### Required work
Output exactly the line containing "feat: add --smart-rerun" and each line after it through the last line of the records, and nothing else.

### Dataset records
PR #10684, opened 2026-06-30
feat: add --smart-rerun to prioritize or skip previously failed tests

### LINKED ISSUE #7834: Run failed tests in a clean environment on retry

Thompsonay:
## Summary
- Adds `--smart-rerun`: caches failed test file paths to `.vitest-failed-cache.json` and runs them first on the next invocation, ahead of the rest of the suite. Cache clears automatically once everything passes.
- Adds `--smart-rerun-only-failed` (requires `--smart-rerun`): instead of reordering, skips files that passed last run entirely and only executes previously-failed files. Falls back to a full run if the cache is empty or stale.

### Response to this exercise
feat: add --smart-rerun to prioritize or skip previously failed tests

### LINKED ISSUE #7834: Run failed tests in a clean environment on retry

Thompsonay:
## Summary
- Adds `--smart-rerun`: caches failed test file paths to `.vitest-failed-cache.json` and runs them first on the next invocation, ahead of the rest of the suite. Cache clears automatically once everything passes.
- Adds `--smart-rerun-only-failed` (requires `--smart-rerun`): instead of reordering, skips files that passed last run entirely and only executes previously-failed files. Falls back to a full run if the cache is empty or stale.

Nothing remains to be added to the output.